Check or uncheck a checkbox or radio button.
AI agents invoke browserbeam_check to trigger actions in Browserbeam MCP Server. What it does depends on the arguments the agent supplies, and its effects often reach beyond the immediate call — builds kicked off, notifications sent, workflows started.
This tool performs a browser action (checking/unchecking form controls) that can have side effects depending on the page context (e.g., enabling options, triggering form logic, changing application state). It falls under Execute as it drives real browser interactions whose effects depend on arguments and page context.

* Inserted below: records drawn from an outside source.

PR #444, opened 2026-05-01
Fix #370: add ANCTest + InfantHIVTest; remove project-specific ANCScreen from core

### LINKED ISSUE #370: Upstream ANCScreen from anc_sti_screening
Move the GA-windowed, multi-disease ANCScreen intervention from anc_sti_screening into core STIsim for reuse across country models.

### LINKED ISSUE #406: Compare model MTCT rates against published estimates
e.g. ~15-45% without intervention, <5% with full PMTCT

From the tool's definition Check or uncheck a checkbox or radio button — triggers a UI interaction in a real browser session
Attacks that exploit this kind of access
Check or uncheck a checkbox or radio button. It is categorised as a Execute tool in the Browserbeam MCP Server MCP Server, which means it can trigger actions or run processes. Use rate limits and argument validation.
Register the Browserbeam MCP Server MCP server in PolicyLayer and add a rule for browserbeam_check: allow, deny, rate-limit, or require approval. Point your MCP client at the PolicyLayer proxy URL and the rule is enforced on every call, before it reaches Browserbeam MCP Server. Nothing to install.
browserbeam_check is a Execute tool with high risk. Execute tools should be rate-limited and have argument validation enabled.
Yes. Add a rate_limit block to the browserbeam_check rule in your PolicyLayer policy. For example, setting max: 10 and window: 60 limits the tool to 10 calls per minute. Rate limits are tracked per agent session and reset automatically.
Set action: deny in the PolicyLayer policy for browserbeam_check. The AI agent will receive a policy violation error and cannot call the tool. You can also include a reason field to explain why the tool is blocked.
browserbeam_check is provided by the Browserbeam MCP Server MCP server (nyku/browserbeam-mcp). PolicyLayer sits as a proxy in front of this server to enforce policies before tool calls reach the server.
Every MCP server has a record like this.
Type a name, get the same breakdown: verified identity, auth posture, risk grade, capabilities, recommended policy.